By pointing at each other, there is no established canonical or “default” URL to use as both are of equal footing. In such case, a search engine like Google may have to decide on its own, sometimes against your desired results. To fix the issue above, pick one and adopt it across all URL versions with same content.

For the URL http://www.website.com/rightURL.html you apply the following code:
<link rel="canonical" href="http://www.website.com/rightURL.html">

But for the URL http://www.website.com/rightURL.html you apply the following code:
<link rel="canonical" href="http://www.website.com/correctURL.html">

Using canonical tag, here are a few illustrations when we make this tag useful.

Issue 1: Your website can be accessed in both HTTP and HTTPS versions.
Clearly the issue of duplicate content is evident since simply changing the protocol from secured to non-secured URL (or vice versa) produces the same content.

Solution: It might be tempting to adopt the HTTPS as the default canonical URL if we adopt the assumption that secured pages will eventually outrank their non-secured counterparts, but if existing ranking pages are in the HTTP format, it would be prudent to adopt it as rel canonical URL especially if they have the advantage on inbound links and HTTPS has just been implemented.

Issue 2: Your website’s CMS generates case-sensitive URLs.
Some CMS have this notorious characteristic of churning out case-sensitive URLs. Even though we can all access the same URLs as long as the spelling is correct, search engines see them as different and therefore pose issues especially when inbound links point to a variety of URL versions.

Solution: Apply the rel canonical for URL as you adopt a standard format
A commonly used URL format is the lowercase and applying this on your tag helps establish “official” URLs search engines will honor as they bypass old-fashioned and, in my opinion, dirty looking combination of upper and lowercase letters.

Issue 3: Your website has multiple pages that share common content
For instance, your e-commerce site sells clothing such as shirts and pants, and while each product has its own description, sub pages feature the same product description, only varying parameters like color, price, availability and size. Should you use canonical URL to point towards the default/parent product page?

Solution: These pages are unique enough not to warrant a URL canonical tag and waste the very reason why such sub pages exist. Note that some of the long tail keywords people search online may include modifiers such as color, size or price.

Issue 4: Your website contains pages with multiple content sorting options.

For example, a category product page is composed of hotel rooms sorted by price by default. Another variation of the page displays hotels sorted by ratings, another for stars, and so on. Should I implement rel canonical?

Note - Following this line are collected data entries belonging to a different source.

PR #850, opened 2015-09-18
Removed silly input nodes from compare network

### LINKED ISSUE #848: spa.Compare has silly nodes on it's input
I put input nodes when I could have just used the Product network's input nodes.

Seanny123:
Resolves #848

### DIFF
--- a/nengo/spa/tests/test_compare.py
+++ b/nengo/spa/tests/test_compare.py
@@ -10,8 +10,8 @@ def test_basic():
     inputB = model.get_module_input('compare_B')
     output = model.get_module_output('compare')
     # all nodes should be acquired correctly
-    assert inputA[0] is model.compare.product.A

Solution: The content remains the same regardless what the sorting order is, so it makes sense to pick the most likely page people would access (and evaluate hotels more easily) and apply this as default canonical URL.

Conclusion:
If we have a good understanding of what duplicate page/URL is, usage of rel canonical to deal with duplicate content should be pretty straightforward. It should understood as consolidating different URL versions of the same page to achieve consistency and help search engines understand our preference while making good use crawl budget.